───── SUPPLIED MATERIAL

PR #1724, opened 2018-06-08
Add x icon to 'Cancel Running Tests

uudashr:
I think it just nice to have the x icon, attract more on user attention

Before
screen shot 2018-06-08 at 13 23 46

After
screen shot 2018-06-08 at 13 24 18

### DIFF
--- a/src/testUtils.ts
+++ b/src/testUtils.ts
@@ -16,7 +16,7 @@ const sendSignal = 'SIGKILL';
 const outputChannel = vscode.window.createOutputChannel('Go Tests');
 const statusBarItem = vscode.window.createStatusBarItem(vscode.StatusBarAlignment.Left);
 statusBarItem.command = 'go.test.cancel';
-statusBarItem.text = 'Cancel Running Tests';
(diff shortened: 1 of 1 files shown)


src/testUtils.ts
```diff
@@ -16,7 +16,7 @@ const sendSignal = 'SIGKILL';
 const outputChannel = vscode.window.createOutputChannel('Go Tests');
 const statusBarItem = vscode.window.createStatusBarItem(vscode.StatusBarAlignment.Left);
 statusBarItem.command = 'go.test.cancel';
-statusBarItem.text = 'Cancel Running Tests';
+statusBarItem.text = '$(x) Cancel Running Tests';
```
ramya-rao-a: How does `${x}` relate the icon and how did you find it :) ?

uudashr: Here https://code.visualstudio.com/docs/extensions/example-word-count#_customizing-the-status-bar

We can use https://octicons.github.com/ on vscode

ramya-rao-a: Nice!

PR #1743, opened 2018-06-19
go.gopath and go.toolsGopath now expand ${env:XXX}

### LINKED ISSUE #1732: go.toolsGopath doesn't expand ${env:GOPATH}
go.toolsGopath doesn't expand ${env:GOPATH}
I'm using ms-vscode.go v0.6.82

reproduce step

1. create .vscode/setting.json

{
    "go.gopath": "${env:GOPATH};${workspaceFolder}",
    "go.toolsGopath": "${env:GOPATH}"
}

2. press ctrl + shift + p, select Go: Install/Update Tools

sphawk:
Fixes #1732 
but... I solved my problem like this.
"go.toolsGopath" : '~/go'
....

anyway, I'll create pull request for someone who wants expand ${env:XXX}


src/util.ts
```diff
@@ -368,6 +368,12 @@ export function getToolsEnvVars(): any {
 	return envVars;
 }
 
+export function substituteEnv(input: string): string {
+	return input.replace(/\${env:([^}]+)}/mg, function (match, capture) {
```
ramya-rao-a: I believe we dont need the `m` flag here. Any reason we should have it?

sphawk: I can't assume input string is single line. someone could use that function elsewhere.

ramya-rao-a: Thats true, but isnt the `m` flag make sense only if you are using either `^` or `$` in the regular expression?

sphawk: sorry for late response, I'll remove `m` flag and add some tests within few hours

ramya-rao-a:
Thanks @sphawk!

Issue #1733, opened 2018-06-15
Feature request: Add import folder to workspace


freman:
I'm not sure how feasible this one is but it's something I'm constantly doing.

It'd be super cool if you could select an import, right click it, and add folder to workspace.

ramya-rao-a:
PRs are welcome for this feature

References:
- The `Go: Get Package` is an example of a command that acts on the import statement.
-  `vscode.workspace.updateWorkspaceFolders` can help in adding folder to workspace

freman:
So, I'll be the first to admin, I've never used typescript before and my abuse of it is probably a reflection but I have a patch https://github.com/Microsoft/vscode-go/pull/1745 that is a start in a direction. It's not vendor aware but realistically your vendors are already in your workspace.

Happy for tips to further develop it?

ramya-rao-a:
This feature is now out in the latest update (0.6.85) to the Go extension.

PR #1745, opened 2018-06-20
Add Import to Workspace

freman:
Make it possible to add the path for the selected import, or part there of to the current workspace for convenience.

Resolves https://github.com/Microsoft/vscode-go/issues/1733


ramya-rao-a:
Thanks for the PR @freman 

Any reason to prompt the user to choose among the imported packages in current document rather than say choose the package under the cursor like we do for the `Go: Get Package` command?

freman:
Hi @ramya-rao-a no reason really, I was just excited to be getting a feature that worked around the macos path selection box.

It did have the benefit of working no matter where one was in the file.

I've taken your suggestion and expanded on it, it'll now use the current selected import line, or if the user has selected text it'll try to use that.

It'll also try to prevent adding redundant workspaces, one future improvement I could see is removing redundant workspaces (ie you add foo/bar/package but then later add foo/bar it might be worth removing foo/bar/package automatically)

freman:
Errm, I don't think I broke travis... did I?

src/goImport.ts
```diff
@@ -104,3 +107,52 @@ export function addImport(arg: string) {
...
 	});
 }
+
+export function addImportToWorkspace(arg: string) {
+	const editor = vscode.window.activeTextEditor;
+	const selection = editor.selection;
+
+	let importPath = '';
+	if (selection.isSingleLine) {
+		// Attempt to load a partial import path based on currently selected text
```
ramya-rao-a: Can you provide an example for the case that you are attempting to cover here?

src/goImport.ts
```diff
@@ -104,3 +107,52 @@ export function addImport(arg: string) {
...
+	}
+
+	if (importPath === '') {
+		vscode.window.showErrorMessage('No import path to add');
+		return;
+	}
+
+	let filePath = fixDriveCasingInWindows(editor.document.fileName);
+	let fileDirPath = path.dirname(filePath);
+	let currentWorkspace = getCurrentGoWorkspaceFromGOPATH(getCurrentGoPath(), fileDirPath);
```
ramya-rao-a: Take the case of multiple gopaths. Someone might have GOPATH set to `/Users/folderA;/Users/folderB`.
The current workspace is under /Users.folderA
The package in question could be under /Users/folderB
In this case, the current logic wont work.

How about passing the import path to `go list -f {{.Dir}}`? This would return the actual path for the package. You wouldnt need to to a `fs.exists` check either.

See `showPackageFiles` function in `goBrowsePackage.ts` for a reference on how to use `go list`.

src/goImport.ts
```diff
@@ -104,3 +107,52 @@ export function addImport(arg: string) {
...
+	if (!fs.existsSync(globalPackagePath)) {
+		vscode.window.showErrorMessage('Import path not found on disk');
+		return;
+	}
+
+	const importPathUri = vscode.Uri.file(globalPackagePath);
+	const existingWorkspaceFolder = getRootWorkspaceFolder(importPathUri);
+	if (existingWorkspaceFolder !== undefined) {
+		vscode.window.showInformationMessage('Already available under ' + existingWorkspaceFolder.name);
+		return;
```
ramya-rao-a: What happens when we pass in a uri for an already existing folder to `vscode.workspace.updateWorkspaceFolders`? If `updateWorkspaceFolders` gracefully handles this case, then we dont need to do this check beforehand

src/goMain.ts
```diff
@@ -274,6 +274,10 @@ export function activate(ctx: vscode.ExtensionContext): void {
 		return addImport(typeof arg === 'string' ? arg : null);
 	}));
 
+	ctx.subscriptions.push(vscode.commands.registerCommand('go.import.workspace', (arg: string) => {
```
ramya-rao-a: What is the scenario where an arg would be passed via the command?

package.json
```diff
@@ -154,6 +154,10 @@
         "title": "Go: Add Import",
         "description": "Add an import declaration"
       },
+      {
+        "command": "go.import.workspace",
+        "title": "Go: Add import to workspace"
```
ramya-rao-a: The name is not very self explanatory....
How about `go.add.package.workspace` and `Go: Add Package to Workspace` ?

src/goImport.ts
freman: Absolutely. The easiest example that comes to mind.

`import "github.com/aws/aws-sdk-go/service/rds/rdsutils"`

Realistically being able to select `github.com/aws/aws-sdk-go` and add that to the workspace is probably going to be what you want more than `github.com/aws/aws-sdk-go/service/rds/rdsutils`

src/goImport.ts
freman: True, I'll sort this out.

src/goImport.ts
freman: I can't remember if it did or didn't, I think my motivation was to let the user know why nothing happened. I can double check but I still think it's nice to let the user know that the workspace is already imported.

IE: they try to add `github.com/aws/aws-sdk-go/service/rds/rdsutils` after having `github.com/aws/aws-sdk-go` loaded.

In an ideal world I'd actually make the workspace navigate/expand the path but I've no idea how to do this in vscode

src/goMain.ts
freman: Uh that's a bit of left over code, it probably wouldn't at this point, I'll remove that.

src/goImport.ts
freman: if (existingWorkspaceFolder !== undefined) {
+		vscode.window.showInformationMessage('Already available under ' + existingWorkspaceFolder.name);
+		return;

freman:
@ramya-rao-a is there any way to trigger travis without pushing again?

src/goImport.ts
ramya-rao-a: Good point. I would change the `if (selection.isSingleLine)` to `if (!selection.isEmpty)`.
There could be a package with a very long import path or someone with a very zoomed in window.

src/goImport.ts
```diff
@@ -104,3 +105,58 @@ export function addImport(arg: string) {
...
+		importPath = getImportPath(selectedText);
+	}
+
+	if (importPath === '') {
+		vscode.window.showErrorMessage('No import path to add');
+		return;
+	}
+
+	const goRuntimePath = getBinPath('go');
+	const env = Object.assign({}, process.env, { GOPATH: getCurrentGoPath() });
```
ramya-rao-a: Use `getToolsEnvVars()`

src/util.ts
```diff
@@ -789,4 +789,15 @@ export function killTree(processId: number): void {
...
 		}
 	}
-}
\ No newline at end of file
+}
+
+export function getRootWorkspaceFolder(forPathUri: vscode.Uri): vscode.WorkspaceFolder {
+	let workspaceFolder = vscode.workspace.getWorkspaceFolder(forPathUri);
+	let previousWorkspaceFolder: vscode.WorkspaceFolder;
+	while (workspaceFolder !== undefined) {
```
ramya-rao-a: Can you explain the scenario that would need this loop?
Taking your example of aws, if `github.com/aws/aws-sdk-go` is already part of the workspace and we run the command for `github.com/aws/aws-sdk-go/service/rds/rdsutils`, wouldnt `vscode.workspace.getWorkspaceFolder(forPathUri)` give you the uri of the parent workspace folder? And isnt that enough?

PR #1766, opened 2018-07-03
Increase overall performance by speeding up GoDocumentSymbolProvider

### LINKED ISSUE #1668: formatOnSave extremely slow at piping
`formatOnSave` is being extremely slow, and failing if `editor.formatOnSaveTimeout` is not set to north of 5000ms on moderately large (8000 lines) files.

```
[Extension Host] Formatting took too long(5647ms). Format On Save feature could be aborted.
```

**The issue is not in the formatting tool, but in how the input is sent to it.**

I replaced `goimports` (my `go.formatTool`) with this script to compare invocations from VS Code:

```
#! /bin/bash

echo "$@"
echo "$PWD"
date
wc
date
```

When run within VS Code:

```
Mon May  7 20:13:27 EDT 2018
    2879   12052   90302
Mon May  7 20:13:31 EDT 2018
```

When run with the exact same input, invocation and environment from a shell with `pbpaste`:

```
Mon May  7 20:14:04 EDT 2018
    2879   12052   90302
Mon May  7 20:14:04 EDT 2018
```

You can see that it's taking 4 seconds just to pipe the input to `wc`, between the two `date` calls.

Reporting it here instead of to VS Code because in https://github.com/Microsoft/vscode-go/issues/1419#issuecomment-355654879 it says this extension implemented its own version of `formatOnSave`.

I have the global `editor.formatOnSave` on, in case it matters. Running on macOS.

JacksonKearl:
This removes massive copy overhead from recreating Buffers of the entire document for every symbol in the file. Also reduces the quadratic time approach to converting from byte-offsets to character-offsets to log-linear time.

Hopefully closes #1668.

### DIFF
--- a/src/goOutline.ts
+++ b/src/goOutline.ts
@@ -109,7 +109,7 @@ export class GoDocumentSymbolProvider implements vscode.DocumentSymbolProvider {
 		decls: GoOutlineDeclaration[],
 		symbols: vscode.SymbolInformation[],
 		containerName: string,
-		byteOffsetToDocumentOffset: (offset: number) => number): void {
+		byteOffsetToDocumentOffset: (byteOffset: number) => number): void {
 
 		let gotoSymbolConfig = vscode.workspace.getConfiguration('go', document.uri)['gotoSymbol'];
 		let includeImports = gotoSymbolConfig ? gotoSymbolConfig['includeImports'] : false;
@@ -137,7 +137,6 @@ export class GoDocumentSymbolProvider implements vscode.DocumentSymbolProvider {
 	}
 
 	public provideDocumentSymbols(document: vscode.TextDocument, token: vscode.CancellationToken): Thenable<vscode.SymbolInformation[]> {
-		let t0 = Date.now();
 		let options = { fileName: document.fileName, document: document };
 		return documentSymbols(options, token).then(decls => {
 			let symbols: vscode.SymbolInformation[] = [];
--- a/src/goOutline.ts
+++ b/src/goOutline.ts
@@ -7,7 +7,7 @@
 
 import vscode = require('vscode');
 import cp = require('child_process');
-import { getBinPath, getFileArchive, getToolsEnvVars, killProcess, makeMemoizedOffsetConverter } from './util';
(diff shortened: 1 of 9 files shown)


OneOfOne:
I have been using this for over a week, didn't run into any issues.

JacksonKearl:
@OneOfOne were you experiencing perf issues before?

JacksonKearl:
@FiloSeattle can you try this vsix and see if the performance improves?

src/goOutline.ts
```diff
@@ -104,7 +104,13 @@ export class GoDocumentSymbolProvider implements vscode.DocumentSymbolProvider {
 		'function': vscode.SymbolKind.Function
 	};
 
-	private convertToCodeSymbols(document: vscode.TextDocument, decls: GoOutlineDeclaration[], symbols: vscode.SymbolInformation[], containerName: string): void {
+	private convertToCodeSymbols(
+		document: vscode.TextDocument,
+		decls: GoOutlineDeclaration[],
+		symbols: vscode.SymbolInformation[],
+		containerName: string,
+		byteOffsetToDocumentOffset: (offset: number) => number): void {
```
ramya-rao-a: rename the parameter from `offset` to `byteoffset` here and every other place we are talking about converting byte offset to offset

src/goOutline.ts
```diff
@@ -126,16 +131,17 @@ export class GoDocumentSymbolProvider implements vscode.DocumentSymbolProvider {
...
 			symbols.push(symbolInfo);
 			if (decl.children) {
-				this.convertToCodeSymbols(document, decl.children, symbols, decl.label);
+				this.convertToCodeSymbols(document, decl.children, symbols, decl.label, byteOffsetToDocumentOffset);
 			}
 		});
 	}
 
 	public provideDocumentSymbols(document: vscode.TextDocument, token: vscode.CancellationToken): Thenable<vscode.SymbolInformation[]> {
+		let t0 = Date.now();
```
ramya-rao-a: unused variable

ramya-rao-a:
This will definitely help for VS Code 1.25 and above as the outline view in the explorer now opens up by default. Not sure if  it helps #1668 when the outline view in the explorer is disabled.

──────────

All lines above with the word "LINKED" need to be reported.

### LINKED ISSUE #1732: go.toolsGopath doesn't expand ${env:GOPATH}
### LINKED ISSUE #1668: formatOnSave extremely slow at piping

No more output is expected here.